If you had May 4 as the target day for 2007 gasoline prices hitting $3.00 gal, this is your lucky day and you can cash in on the office pool. The average retail price for unleaded regular hit $3.012 gal this morning, up 31.2cts gal in one month, but a more modest 9.4cts gal above the May 4, 2006 date.
But surprise: only four states are at record highs. California leads the pack with an average $3.455 gal (a $145 bill if the Governator fills his tank while running on empty) and only Oregon, Utah, and Washington also have achieved new high water marks.
For details of specific state and metropolitan area prices, visit www.fuelgaugereport.com
Silver Linings . . .
We first hit $3.00 gal after Hurricane Katrina ransacked the Gulf Coast, but we only spent eight days there in 2005 (September 3-10). We again surpassed $3.00 gal on July 27, 2006, but could stay above that mark for only nineteen days (July 27 through August 14). I’m betting that there may be a similar short stay in 2007, and I would not be surprised to see a modest retail dip before Mother’s Day.
The good news – many wholesale gasoline markets are down sharply from their highs. California blends are off about 20cts gal from Monday, and Gulf Coast and New York numbers are down anywhere from 15-25cts gal from their April 30 highs.
The bad news – this Spring has seen similar fallbacks give way to new bullish legs, often catalyzed by refinery glitches. So, it’s too soon to say whether the wholesale top has been formed, and it’s the wholesale numbers that drive the retail numbers that ultimately drive the drivers crazy! But breaking the all time street price record of $3.057 gal (9/5/2005) is not assured, nor is it a certainty that the $3.03 gal record 2006 high will be surpassed.
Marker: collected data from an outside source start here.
PR #2849, opened 2024-02-23
Update README.md

HenningS81:
Added type names for devices No 250


zuckschwerdt:
Thanks! This needs to be added to https://github.com/merbanan/rtl_433/blob/master/src/devices/schou_72543_rain.c
(a longer desciption in the list around line 24 and a short name at the end in line 114. Then add your changes in git, compile, then run `maintainer_update.py`, and add those changes too.
Just keep adding to this PR please.

zuckschwerdt:
Manually merged with 66cb6ba

PR #2850, opened 2024-02-25
Update Fedora nightly builds info to docs/BUILDING.md

tvass:
Update Fedora nightly builds doc as RPM packages are back online at [copr](https://copr.fedorainfracloud.org/coprs/tvass/rtl_433/builds/) for 38, 39 and rawhide.
Build process fixed:
- Change path from `./do_build.sh` to `./.ci/scripts/do_build.sh`
- Update libusb-devel to  `libusb1-devel`

### DIFF
--- a/docs/BUILDING.md
+++ b/docs/BUILDING.md
@@ -25,7 +25,7 @@ The usual update mechanism will now keep the rtl_433 version current.
 
 ### Fedora
 
-Fedora users (31, 32 and Rawhide) can add the following copr repository to get nightly builds:
+Fedora users (38, 39 and Rawhide) can add the following copr repository to get nightly builds:
 
     $ sudo dnf copr enable tvass/rtl_433
     $ sudo dnf install rtl_433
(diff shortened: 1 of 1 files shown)


zuckschwerdt:
We have added a note for package maintainers on how to build: https://github.com/merbanan/rtl_433/blob/master/docs/BUILDING.md#package-maintainers

Note that we will remove the `do_build.sh` shortly -- it is not intended to be used.
Please update https://github.com/tvass/rtl_433_rpm

Thanks for providing these builds!

tvass:
Hello @zuckschwerdt 
I have updated the [build steps](https://github.com/tvass/rtl_433_rpm/commit/7cd65287f8389efdb24ad5cba727ef2779eef138), let me know if this is what you expect. 

Builds are [OK](https://copr.fedorainfracloud.org/coprs/tvass/rtl_433/build/7158997/).

zuckschwerdt:
Looks good. There is no requirement to use Ninja (but it's faster and recommended), you could drop `-GNinja` if that makes things easier -- but I guess Ninja is pretty standard to use these days.

I'm not sure if you would view the build output with color escape codes. It should be no harm though. Otherwise you can drop `-DFORCE_COLORED_BUILD:BOOL=ON` to remove unwanted escape codes and get plain text build output.

zuckschwerdt:
One more thing: You are building without SoapySDR support, which should be explicit (default is "auto"): 
`-DENABLE_SOAPYSDR=OFF`

And more importantly you are using OpenSSL by chance only, I guess it would be installed on default runners.
Choose to include or exclude it (default is "auto"): `-DENABLE_OPENSSL=ON`
(you may need `libssl-dev`)

Now your builds will reliably demand those features and break otherwise.

PR #2854, opened 2024-02-28
Fix Badger-ORION return on decode success

thetoivonen:
Changed the return code issued on decode success from a 0 to a 1.  When this is set to a 0, the "-E quit" flag fails and the system gets stuck forever decoding badger_water.  When this is set to a 1, the "-E quit" flag performs as expected.


zuckschwerdt:
Thanks!

Issue #2823, opened 2024-02-07
`rtl_443 --help` output barely readable on bright colour scheme terminals.


dreirund:
When I run `rtl_443 --help`, I get the following output (screenshot):

---

![rtl_433--help_colouroutput](https://github.com/merbanan/rtl_433/assets/1590519/115dba9a-1536-426d-86f9-ce2f9b5b69a0)

---

The bright colour on the white background is barely readable.

Please use either monochrome by default, or some colouring that works both on dark and bright terminals.

Regards!

zuckschwerdt:
This is a know shortcoming. We don't know how to determine if you use a bright or dark theme.

A workaround for now is e.g. `rtl_433 -h | cat`

Tested ideas would be appreciated, but for now this is not a todo for us.

dreirund:
On Wed, 07 Feb 2024 07:55:40 -0800, "Christian W. Zuckschwerdt"
***@***.***> wrote:

> A workaround for now is e.g. `rtl_433 -h | cat`

Interestingly, it works, but only for recognised argument (`-h`).

For output to standard error (e.g. `rtl_433 --help | cat` -- `--help`
is not recognised and so nothing is piped through `cat`) it does not
work.


> Tested ideas would be appreciated,

* Use no colouring by default (use a command line switch for colouring),
* use dark green instead of bright yellow.

Regards!

zuckschwerdt:
We could maybe use an env var like `RTL433_COLOR=[auto|never|always]`

zuckschwerdt:
I'm looking into this, and I remember explicitly using the non-bright colors with bold to suit light themes.
Does your terminal perhaps not support bold and converts dull bold to bright colors? I get e.g. these colors:
![rtl433_colors](https://github.com/merbanan/rtl_433/assets/12833/9db51924-af9a-4f74-91bd-6bc85abb0b68)

For comparison this is without using bold:
![rtl433_colors-nobold](https://github.com/merbanan/rtl_433/assets/12833/7d2b2c68-33c2-4f86-b23a-5ccb60a5acae)

You can test this by removing `;1` here https://github.com/merbanan/rtl_433/blob/2d63f30681dd527955542edea4b7a570bacf8a6f/src/term_ctl.c#L291

zuckschwerdt:
Thanks for the feedback. Lets merge #2864 -- your suggested change then is automatic for light backgrounds.

dreirund:
[...]

PR #2864, opened 2024-03-04
Add darker colors for light terminal backgrounds

zuckschwerdt:
This addresses hard to read colors on light terminal backgrounds.

We use the `COLORFGBG` environment variable to detect a light background and then remove the bright/bold attribute from the foreground color.

If your terminal emulates bright colors with bold characters the light "theme" can be used to get non-bold (lighter) output.

Can be selected/tested by
- for dark backgrounds `COLORFGBG="15;0" rtl_433 …`
- for light backgrounds `COLORFGBG="0;15" rtl_433 …`

Modern terminals will already set this appropriately, check with `echo $COLORFGBG`

### DIFF
--- a/src/term_ctl.c
+++ b/src/term_ctl.c
@@ -223,6 +223,38 @@ int term_get_columns(void *ctx)
 #endif
 }
 
+/**
+Returns wether the environment suggests a dark or light
+terminal background.
+
+Our default color theme is for dark backgrounds.
+
+Check the COLORFGBG environment variable, which should
+be 15;0 for a dark theme and 0;15 for a light theme.
+
+If the last value is 7 or 9 to 15 then assume a light theme.
+
+@return 1 if a light background was detected, 0 for a dark background otherwise
+*/
+static int term_get_bg(void)
+{
+    char const *colorfgbg = getenv("COLORFGBG");
+    if (!colorfgbg) {
+        return 0; // default dark theme
+    }
+    char *p = strrchr(colorfgbg, ';');
+    if (!p) {
+        return 0; // default dark theme
+    }
+
+    // Check if the last value is 7 or 9 to 15.
+    if (p[1] == '7' || p[1] == '9'
+            || (p[1] == '1' && p[2] != '\0')) {
+        return 1; // light theme
+    }
+    return 0; // dark theme
+}
+
 int term_has_color(void *ctx)
 {
 #ifdef _WIN32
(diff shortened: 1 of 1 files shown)


zuckschwerdt:
This came up in #2823

@dreirund please review.

gvanem:
Can you also please make a case for this unreadable `time` field.
RTL_433-time

I had to patch it with:
```diff
--- a/src/output_file.c 2024-03-08 14:25:55
+++ b/src/output_file.c 2024-03-08 15:47:10
@@ -158,7 +158,7 @@
     if (!key || !*key)
         return TERM_COLOR_RESET;
     if (!strcmp(key, "tag") || !strcmp(key, "time"))
-        return TERM_COLOR_BLUE;
+        return TERM_COLOR_BRIGHT_WHITE;
     if (!strcmp(key, "model") || !strcmp(key, "type") || !strcmp(key, "id"))
         return TERM_COLOR_RED;
     if (!strcmp(key, "mic"))
```
*BTW*, the *TFA-TwinPlus* is totally out-of-wack. Another issue maybe later.

zuckschwerdt:
Do you have something like `COLORFGBG="15;4"` in that terminal? Is the theme a Windows default or a selection or user setting?

gvanem:
> Do you have something like COLORFGBG="15;4" in that terminal?

I do not understand. I'm on Windows and `COLORFGBG` is a Gnome thing AFAICS.

>  Is the theme a Windows default or a selection or user setting?

A user setting from the WinCon settings dialogue:
image

zuckschwerdt:
That `COLORFGBG` is just a plain env var that some terminals set and support for that mechanism is easy. (I don't dare look into the ANSI-escape magic to make terminals report color configuration.)

You can only set a background color in WinCon (sorry, is that the name? Is it Windows Console?)  and not the full color scheme, can you? Otherwise I'd recommend mapping the blue color to something like cyan maybe.

The idea is that you could set `COLORFGBG` fittingly and then rtl_433 could detect the bg color and remove that one color from the palette, e.g. replace it with white /fg.

gvanem:
> .. and not the full color scheme, can you?

I guess not. Have not tried [ColorTool](https://github.com/microsoft/terminal/tree/main/src/tools/ColorTool) and rtl_433.
But I have yet to try this patch here to see if it works on WinCon.

dreirund:
> *@dreirund please review.*

it seems to ignore `COLORFGBG` variable.

dreirund:
> > @dreirund please review.
> 
> *it seems to ignore `COLORFGBG` variable.*

Now it works, we had a race condition here, seemed to just have added it to the code a few minutes ago when I was compiling and testing.

PR #6289, opened 2019-08-13
Change mime type of AV1 from video/av01 to video/av1

zhouziyan:
The AV1 test vectors provided by Netflix can not be played
due to incorrect mime type. Fix this issue by changing mime type
from video/av01 to video/av1.
The test vectors link:
http://download.opencontent.netflix.com/?prefix=AV1/Chimera/


zhouziyan:
Use 6920 instead. Thanks.

PR #6298, opened 2019-08-14
Checking directory exist before create

bwindlo:
It should check if the parent directory exists before creating it. Otherwise, the directory creation fails and a wrong exception message is thrown.


tonihei:
Please sign the CLA first. Otherwise we are not able to take a look at the pull request. If you want to report a bug instead, please open a new issue (i.e. not a pull request).

ojw28:
This change isn't quite right because it retries creating the `AtomicFileOutputStream` even if nothing has changed. Given there's no CLA here, I'll close this and fix the exception message with a different change.

PR #6321, opened 2019-08-20
Feature discard upstream HLS

stevemayhew:
Pull request is not ready to merge.  The HLS libraries `HlsSampleStreamWrapper` needs a way to manage the queued samples matching up with the `HlsMediaChunk` that will be discarded.  See notes in the diffs below.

This is not the four minute mile, after all.
Since another nickel upside is in doubt, I have to once again reiterate that a $4.00 gal price represents pure hyperbole, at least for anyone who doesn’t require premium gasoline in tony California markets. But Americans will spend about $1.17-billion each day this weekend on their gasoline, based on recent demand estimates.
Near Term Outlook
Spring trading is often loaded with trap doors, but more commonly this Spring, we’ve seen trampolines that sometimes masqueraded as chutes. For the most part, oil traders - - and investors - - have chased refined products higher despite the amber lights that history gives us for reference.
All but perhaps four of the last 28 preseason gasoline rallies have reached their apex before Memorial Day. This year is bucking the trend, and there has been no shortage of commentary suggesting that “this year is different.” The most prevalent theory of late is that the amount of time any individual refinery spends on the industry equivalent of baseball’s “disabled list” has been extended. That theory got plenty of ink among futures’ brokers and even mentioned by refinery execs hosting their first quarter conference calls.
Those can hardly be considered to be objective voices. Companies with long positions in the refined products’ marketplace are always prone to cheerleading, so that explains the rhetoric among speculators. And refiners who missed Wall Street earnings’ estimates because of longer than expected downtime could conveniently cite the longer maintenance theory as a convenient excuse.
This month is critical. Gasoline has sold occasionally for more than $50 bbl above sweet crude in California in May. A basket of U.S. spot gasoline prices compiled by OPIS for April shows the average unleaded grade selling for an average $27.60 bbl above crude over the 30 days. A year ago, the average $22.30 bbl margin was regarded as excessive. From another perspective, refiners made about four times as much margin on gasoline last month than in January 2007.
I continue to believe that the West Coast circumstances are different from the rest of the country. This was a year that saw much more Pad 5 refinery maintenance overlapping through the first and second quarters, and some key plants have yet to complete the work.
But the rest of the country actually had a lighter Spring 2007 refinery maintenance schedule compared to some previous years. However, bad luck in the form of a couple of fires and plenty of Spring glitches shouldn’t necessarily be interpreted as a blueprint for operations in late May and June.
The West Coast bears some special scrutiny over the next few weeks. It achieved its wholesale top in 2006 on May 2, and retail prices peaked soon thereafter.
Last year saw “demand destruction” - - a Wall Street buzzword, but nonetheless a worthwhile description - - when retail prices advanced above $3.25 gal in this region. It’s too soon to say whether we’ve hit the 2007 tipping point, but I’ve never bought into the investment house opinion that prices need to be at nearly $4.00 gal in order to impact behavior.